O neopentecostalismo é muito mais pelo indivíduo do que pelo grupo. É assim que são feitas as conversões, por ‘contaminação’. Se um taxista de um ponto é convertido, dentro de algum tempo outros motoristas serão convertidos. A idéia é retirar o indivíduo do grupo onde ele se encontra e oferecer a ele um outro grupo, onde se sentirá inserido e valorizado, passará a acreditar e se empenhará em converter outros. O neopentecostalismo não respeita tradições nem culturas. É impiedoso com as religiões menores, como as afro-brasileiras, age como se estivesse numa guerra, disputando fiéis. Isso explica seu rápido crescimento, especialmente na periferia das grandes cidades e nas regiões onde o catolicismo não avançou. Seus pastores seguem os novos espaços onde a floresta vem sendo derrubada e novas fronteiras sendo abertas. Eles não avançam para conter, avançam porque a abertura de novas fronteiras rompe as tradições, e onde as tradições se rompem é sempre mais fácil prometer ‘nada do passado e tudo do futuro’ A idéia de preservação não combina com esse tipo de empreendedorismo evangélico. Eles são predadores, não são preservacionsitas, são uma igreja capitalista.

SEM LIDERANÇAS

É uma religião que optou por colar nos mais pobres, não como uma opção pelos excluídos, como fez a Igreja Católica, mas para convertê-los.Talvez por conta desse foco no indivíduo, não no grupo, os pentecostais e os neopentecostais não têm lideranças na sociedade civil, como a Igreja Católica tem d. Evaristo Arns. Os judeus são pouco mais de cem mil (segundo o censo de 2000) e o rabino Henry Sobel é uma estrela; a monja Cohen (os budistas são cerca de 250 mil no país) dá um grande peso aos movimentos que participa. Os pentecostais não têm isso. Há pastores evangélicos intelectuais, engajados, mas nada que venha no sentido de uma simpatia para o socialismo, uma idéia coletiva de que você tem quer solidário com as populações mais pobres.
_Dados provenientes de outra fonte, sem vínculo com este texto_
Issue #138, opened 2020-09-08
As a community manager I would like that pull requests to development would be tested immediately so that I can know if I need to start reviewing.


Drvanon:
Pull requests always point to api-development in our project, but it is excluded from the CI. Usually I do not need to pay a lot of attention to branches whose tests fail, so it is really useful for me to know.

HendrikPreuter:
This needs an update as we no longer point to api-development.

marickmanrho:
I think this is fixed, hence I close this issue.

PR #144, opened 2020-09-09
Adds Funding and CI implementation to development.

marickmanrho:
Unfortunately I think this is needed to make the CI work on the development branch. For example look at PR #143 which now doesn't have tests being run automatically.

### DIFF
--- a/.github/FUNDING.yml
+++ b/.github/FUNDING.yml
@@ -1,0 +1,3 @@
+# These are supported funding model platforms
+
+open_collective: gridt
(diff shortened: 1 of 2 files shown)


marickmanrho:
Fixes: #138

Drvanon:
I am very confused: why are there two CI's? And why is one of them failing?

marickmanrho:
When I try to reproduce this error on my device it is not always showing up. That might be the reason here to.

marickmanrho:
Nevertheless I think we should merge this pull request. Then try to fix this by solving Issue #146

Drvanon:
Noted.

PR #158, opened 2020-09-10
Fix authStub.

marickmanrho:
Adds:

Correct authentication stubbing on add-movement.page.spec.ts and movements-details.page.spec.ts.


Drvanon:
Looks good, if you merge it now some of your merge requests will stop erroring.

Entre os anos de 1991 e 2000, os neopentecostais da igreja Universal tiveram um crescimento de 681,5%. As várias igrejas ou denominações evangélicas, juntas, cresceram 98,5%. Nesse período, os católicos aumentaram 2,5%, bem abaixo da taxa de crescimento da população brasileira, que foi de 15,7%. Em 2000, segundo o censo daquele ano, os católicos eram 124,9 milhões e os evangélicos, 26,2 milhões.

Se as tendências de crescimento permanecerem, o Brasil será um país com uma cara cada vez mais pentecostal. Essa sociedade será mais conservadora nas questões de moral sexual. Nas relações entre o casal, o homem ficará mais respeitoso com a mulher, como acontece em todo as igrejas protestantes. Mas esse respeito não será um respeito erotizado, portanto, viveremos em um país mais conservador.